Task directions. Output only the lines below from the one containing "christophfroehlich: Set it" to the one containing "christophfroehlich: Shouldn't we", exactly as written, both ends kept.
==============================
PR #390, opened 2025-06-08
Cleanup saturation parameter in the methods and constructors

saikishor:
This PR consists of changes to cleanup the saturation boolean of the PID toolbox

### DIFF
--- a/control_toolbox/include/control_toolbox/pid.hpp
+++ b/control_toolbox/include/control_toolbox/pid.hpp
@@ -276,6 +276,8 @@ public:
           //   std::to_string(u_max) + ")");
           std::cout << "Received invalid u_min and u_max values: " << "u_min: " << u_min
                     << ", u_max: " << u_max << ". Setting saturation to false." << std::endl;
+          u_max_ = std::numeric_limits<double>::infinity();
+          u_min_ = -std::numeric_limits<double>::infinity();
           saturation_ = false;
         }
       }
--- a/control_toolbox/include/control_toolbox/pid.hpp
+++ b/control_toolbox/include/control_toolbox/pid.hpp
@@ -258,28 +258,22 @@ public:
       u_max_(u_max),
       u_min_(u_min),
       trk_tc_(trk_tc),
-      saturation_(false),
       antiwindup_(antiwindup),
       antiwindup_strat_(antiwindup_strat)
     {
-      saturation_ = std::isfinite(u_min) || std::isfinite(u_max);
-      if (saturation_)
+      if (std::isnan(u_min) || std::isnan(u_max))
       {
-        if (std::isnan(u_min) || std::isnan(u_max))
-        {
-          throw std::invalid_argument("Gains: u_min and u_max must not be NaN");
-        }
-        if (u_min > u_max)
-        {
-          // throw std::invalid_argument(
-          //   "Gains: u_min (" + std::to_string(u_min) + ") must not be greater than u_max (" +
-          //   std::to_string(u_max) + ")");
-          std::cout << "Received invalid u_min and u_max values: " << "u_min: " << u_min
-                    << ", u_max: " << u_max << ". Setting saturation to false." << std::endl;
-          u_max_ = std::numeric_limits<double>::infinity();
-          u_min_ = -std::numeric_limits<double>::infinity();
-          saturation_ = false;
-        }
+        throw std::invalid_argument("Gains: u_min and u_max must not be NaN");
+      }
+      if (u_min > u_max)
+      {
+        // throw std::invalid_argument(
+        //   "Gains: u_min (" + std::to_string(u_min) + ") must not be greater than u_max (" +
+        //   std::to_string(u_max) + ")");
+        std::cout << "Received invalid u_min and u_max values: " << "u_min: " << u_min
+                  << ", u_max: " << u_max << ". Setting saturation to false." << std::endl;
+        u_max_ = std::numeric_limits<double>::infinity();
+        u_min_ = -std::numeric_limits<double>::infinity();
       }
     }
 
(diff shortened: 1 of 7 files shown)


control_toolbox/include/control_toolbox/pid.hpp
```diff
@@ -274,10 +257,21 @@ class Pid
       u_max_(u_max),
       u_min_(u_min),
       trk_tc_(trk_tc),
-      saturation_(saturation),
+      saturation_(false),
       antiwindup_(antiwindup),
       antiwindup_strat_(antiwindup_strat)
     {
+      if (std::isfinite(u_min) && std::isfinite(u_max) && u_min != 0.0 && u_max != 0.0)
```
christophfroehlich: I'd use an OR instead, it could be a one-sided limit. And why is zero an invalid limit?

control_toolbox/include/control_toolbox/pid.hpp
```diff
@@ -274,10 +257,21 @@ class Pid
...
+      {
+        saturation_ = true;
```
christophfroehlich: can't we get rid of this variable at all?
https://github.com/ros-controls/control_toolbox/blob/f652c3db485bde684915396e433f588291c985b6/control_toolbox/src/pid.cpp#L407
with +/- infinity, this line would just do nothing?

christophfroehlich (changes requested):

control_toolbox/include/control_toolbox/pid.hpp
saikishor: zero isn't a valid limits I want to cleanup later and wanted to having a working version comitted

control_toolbox/include/control_toolbox/pid.hpp
saikishor: Don't you like to have it?, what I have in mind is like, if someone wants to disable it via dynamic parameters, the user can simply set it to `false`, rather than having to set infinity in the GUI, I found it relatively better in that case

christophfroehlich: I would remove it, my opinion is that 2 parameters is better than 3. And I don't see the benefit of a single param for deactivation. For debugging it does not matter that much, and programmatically it even does not matter how many parameters you have to set?

saikishor: How can we disable the saturation at runtime without such a parameter? I'm thinking about the debugging purposes. I mean anyway the third parameter is set based on the other two implicitly, so shouldn't be a problem right?. 

If you still think the same, sure I can remove it :)

christophfroehlich: what do you mean at runtime? can't you dynamically reconfigure the u_max/u_min parameters?

saikishor: Yes, we can change with rqt_reconfigure but we cannot set the limits to Infinity from the GUI, which means we will never be able to disable them completely. Do I explain myself?

christophfroehlich: Set it to an arbitrary high number, this would have the same effect. But if you insist, I'm also fine with keeping it ;) But then I'd suggest to configure it as "opt-out", which means that saturation=true and u_min=-inf, u_max=inf should be default values. Here, and also in https://github.com/ros-controls/ros2_controllers/pull/1585

control_toolbox/src/pid.cpp
```diff
@@ -406,9 +401,16 @@ double Pid::compute_command(double error, double error_dot, const double & dt_s)
     cmd_unsat_ = p_term + i_term_ + d_term;
   }
 
-  if (gains.saturation_)
+  if (std::isfinite(gains.u_min_) || std::isfinite(gains.u_max_))
```
christophfroehlich, line 408: do we need this check here? shouldn't that be done in the set_gains method or parameter callback?

saikishor: I just added it here and if somehow it passes the traditional set_gains

christophfroehlich: Shouldn't we move/copy it to: https://github.com/ros-controls/control_toolbox/blob/22ab396f8edf8c65fdb4f951473c988fbc02227e/control_toolbox/src/pid.cpp#L264

but if you think it is still necessary, you can also check it here again

saikishor: ok

control_toolbox/include/control_toolbox/pid.hpp
```diff
@@ -274,10 +258,23 @@ class Pid
...
     {
+      if (std::isnan(u_min) || std::isnan(u_max))
+      {
+        throw std::invalid_argument("Gains: u_min and u_max must not be NaN");
+      }
+      if (u_min > u_max)
+      {
+        // throw std::invalid_argument(
+        //   "Gains: u_min (" + std::to_string(u_min) + ") must not be greater than u_max (" +
+        //   std::to_string(u_max) + ")");
```
```suggestion
```

control_toolbox/src/pid.cpp
```diff
@@ -265,11 +265,15 @@ void Pid::set_gains(const Gains & gains_in)
...
   {
-    std::cout << "received i_min > i_max, skip new gains\n";
+    std::cout << "Received i_min > i_max, skip new gains" << std::endl;
   }
   else if (gains_in.u_min_ > gains_in.u_max_)
   {
-    std::cout << "received u_min > u_max, skip new gains\n";
+    std::cout << "Received u_min > u_max, skip new gains" << std::endl;
+  }
+  else if (std::isnan(gains.u_min_) || std::isnan(gains.u_max_))
```
saikishor:
```suggestion
  else if (std::isnan(gains_in.u_min_) || std::isnan(gains_in.u_max_))
```

control_toolbox/src/pid_ros.cpp
```diff
@@ -554,6 +563,39 @@ void PidROS::set_parameter_event_callback()
     /// @note don't use getGains, it's rt
     Pid::Gains gains = pid_.get_gains();
     bool changed = false;
+    // THe saturation parameter is special, it can change the u_min and u_max parameters
```
christophfroehlich:
```suggestion
    // The saturation parameter is special, it can change the u_min and u_max parameters
```

christophfroehlich (approved):
Thanks for the cleanup, LGTM

christophfroehlich (approved):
==============================
Output of the exercise.
christophfroehlich: Set it to an arbitrary high number, this would have the same effect. But if you insist, I'm also fine with keeping it ;) But then I'd suggest to configure it as "opt-out", which means that saturation=true and u_min=-inf, u_max=inf should be default values. Here, and also in https://github.com/ros-controls/ros2_controllers/pull/1585

control_toolbox/src/pid.cpp
```diff
@@ -406,9 +401,16 @@ double Pid::compute_command(double error, double error_dot, const double & dt_s)
     cmd_unsat_ = p_term + i_term_ + d_term;
   }
 
-  if (gains.saturation_)
+  if (std::isfinite(gains.u_min_) || std::isfinite(gains.u_max_))
```
christophfroehlich, line 408: do we need this check here? shouldn't that be done in the set_gains method or parameter callback?

saikishor: I just added it here and if somehow it passes the traditional set_gains

christophfroehlich: Shouldn't we move/copy it to: https://github.com/ros-controls/control_toolbox/blob/22ab396f8edf8c65fdb4f951473c988fbc02227e/control_toolbox/src/pid.cpp#L264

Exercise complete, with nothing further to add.